### EXERCISE DETAILS:
Nothing but the lines from the one containing "are free :)" through the end of the data should be output, each reproduced exactly.
[STORED DATA — start]
PR #4679, opened 2018-04-21
fix: Add defaults field values before validating schema

### LINKED ISSUE #4655: Wrong schema validation
- [x] bug report
- [ ] feature request

**Current behavior:**
Schema validation on the server is broken

```JSON
{
  "data": {
    "relationships": {
      "event": {
        "data": {
          "type": "event",
          "id": "{{event}}"
        }
      }
    },
    "attributes": {
      "name": "ticket-name",
      "description": "some description",
      "type": "VIP-ticket",
      "price": "100.00",
      "quantity": "100",
      "is-description-visible": null,
      "position": "1",
      "is-fee-absorbed": "false",
      "sales-starts-at": "2017-06-01T01:24:47.500127+00:00",
      "sales-ends-at": "2017-06-30T00:24:47.500127+00:00",
      "is-hidden": "false",
      "min-order": "1",
      "max-order": "100"
    },
    "type": "ticket"
  }
}
```
If any of the optional field is null (which is what it can be when serializing in Java or any other language with schema, it gives the following error

```JSON
{
    "jsonapi": {
        "version": "1.0"
    },
    "errors": [
        {
            "status": "422",
            "source": {
                "pointer": "/data/attributes/is-description-visible"
            },
            "title": "Validation error",
            "detail": "Field may not be null."
        }
    ]
}
```

However this is clearly an optional field. Also, all validation is done prematurely and before applying the default values, which is counter productive. If quantity is missing, it should be assigned the default value from the server rather than reporting `quantity should be higher than min-order`

Some of these changes in API are breaking and make it really hard developing mobile applications, because we cannot base our development on a particular API assuming it won't break any contracts. master branch is unusable so we switched to development, but it introduces several breaking changes without any communication in documentation.

Several times, the development in mobile (and I assume web) is halted with questions as we are not able to POST ticket, feedback, event because of some reason, and it prevents us to create new features or move forward in a direction we believe API will move. But we cannot because it is unpredictable what will change and how will we accomodate with it. Now we are essentially stopped in our tracks until the server is fixed because not everyone knows how to setup API locally and even if they do, they don't know which branch or commit they should target? And it might be easy to develop with local API on web, it isn't on mobile

~~I believe this is a side effect of the recent change in flask rest jsonapi, and the changes made in local fork might be necessary and convenient but they break several previously established behaviours~~. I think we should agree that APIs should conform to their users and not the other way around, so I urge the developers to ensure that any such breaking changes be well tested before merging and communicated in some form of documentation. Thanks

**Edit:** The dev branch was not deployed for a long time to heroku, so all the breaking changes throughout the months got introduced to us in last few weeks.

srv-twry:
Fixes #4655 

#### Checklist

Fixes the wrong schema validation. Default values are now added to the data before deserializing it.

- Add default values to the fields before schema validation

**TODO**:

- [x] Add the decorator to all the schema classes
- [x] Write a few tests
- [x] Add necessary docstrings

~~~@iamareebjamal I have opened the WIP PR so as to get feedback on the way the decorator has been implemented. Is it fine ? Moreover suggestions of the name of the decorator is also welcomed.~~~

### DIFF
--- a/app/api/schema/custom_forms.py
+++ b/app/api/schema/custom_forms.py
@@ -3,8 +3,10 @@ from marshmallow_jsonapi import fields
 from marshmallow_jsonapi.flask import Schema, Relationship
 
 from app.api.helpers.utilities import dasherize
+from utils.common import use_defaults
 
 
+@use_defaults()
 class CustomFormSchema(Schema):
     """
     API Schema for Custom Forms database model
--- a/app/api/schema/email_notifications.py
+++ b/app/api/schema/email_notifications.py
@@ -2,8 +2,10 @@ from marshmallow_jsonapi import fields
 from marshmallow_jsonapi.flask import Schema, Relationship
 
 from app.api.helpers.utilities import dasherize
+from utils.common import use_defaults
 
 
+@use_defaults()
 class EmailNotificationSchema(Schema):
     """
     API Schema for email notification Model
--- a/app/api/schema/event_invoices.py
+++ b/app/api/schema/event_invoices.py
@@ -4,8 +4,10 @@ from marshmallow_jsonapi.flask import Schema, Relationship
 
 from app.api.helpers.static import PAYMENT_COUNTRIES
 from app.api.helpers.utilities import dasherize
+from utils.common import use_defaults
 
 
+@use_defaults()
 class EventInvoiceSchema(Schema):
     """
     Event Invoice API Schema based on event invoice model
--- a/app/api/schema/events.py
+++ b/app/api/schema/events.py
@@ -9,8 +9,10 @@ from flask_rest_jsonapi.exceptions import ObjectNotFound
 from app.models.event import Event
 from app.api.helpers.exceptions import UnprocessableEntity
 from app.api.helpers.utilities import dasherize
+from utils.common import use_defaults
 
 
+@use_defaults()
 class EventSchemaPublic(Schema):
     class Meta:
         type_ = 'event'
--- a/app/api/schema/image_sizes.py
+++ b/app/api/schema/image_sizes.py
@@ -2,8 +2,10 @@ from marshmallow_jsonapi import fields
 from marshmallow_jsonapi.flask import Schema
 
 from app.api.helpers.utilities import dasherize
+from utils.common import use_defaults
 
 
+@use_defaults()
 class ImageSizeSchema(Schema):
     """
     Api schema for image_size Model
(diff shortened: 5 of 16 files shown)


srv-twry:
@iamareebjamal Ping.

srv-twry:
@niranjan94 @shubham-padia 
Please review so that i can add the decorator to all the models. 
For the context, please refer to the discussion in the issue.

srv-twry:
@niranjan94 @iamareebjamal Ready for review

tests/unittests/utils/test_common.py
```diff
@@ -0,0 +1,31 @@
...
+from pytz import timezone
+
+from app import current_app as app
+from app.api.schema.tickets import TicketSchema
+from tests.unittests.setup_database import Setup
+from tests.unittests.utils import OpenEventTestCase
+from utils.common import patch_defaults
+
+
+class TestUtils(OpenEventTestCase):
```
iamareebjamal: If it does not depend on the db, don't use OpenEventTestCase

maxlorenz:
One minor thing: Would it be better to use a new schema for the test only as every schema change in the original can break this (somewhat unrelated) test?

iamareebjamal:
Yup I agree. Test should have a test schema. And a couple more tests actually. To test the output as well

srv-twry:
@iamareebjamal @maxlorenz Please review again. I have a separate TestSchema and tests using it.

tests/unittests/test_schema.py
```diff
@@ -0,0 +1,21 @@
+from marshmallow_jsonapi import fields
+from marshmallow_jsonapi.flask import Schema
+
+from app.api.helpers.utilities import dasherize
+
+
+class TestSchema(Schema):
```
iamareebjamal: Make a file `test_schema_defaulting` and move both the class and tests in it

srv-twry:
@iamareebjamal Please suggest changes when you are free :)

app/api/schema/custom_forms.py
```diff
@@ -3,8 +3,10 @@
 from marshmallow_jsonapi.flask import Schema, Relationship
 
 from app.api.helpers.utilities import dasherize
+from utils.common import use_defaults
 
 
+@use_defaults()
```
iamareebjamal: Looks good. Remove paranthesis, as they are not needed

srv-twry: It need ```self``` right ?

srv-twry:
@niranjan94 Please review and merge at your comfort :)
[STORED DATA — finish]
### EXERCISE ANSWER:
@iamareebjamal Please suggest changes when you are free :)

app/api/schema/custom_forms.py
```diff
@@ -3,8 +3,10 @@
 from marshmallow_jsonapi.flask import Schema, Relationship
 
 from app.api.helpers.utilities import dasherize
+from utils.common import use_defaults
 
 
+@use_defaults()
```
iamareebjamal: Looks good. Remove paranthesis, as they are not needed

srv-twry: It need ```self``` right ?

srv-twry:
@niranjan94 Please review and merge at your comfort :)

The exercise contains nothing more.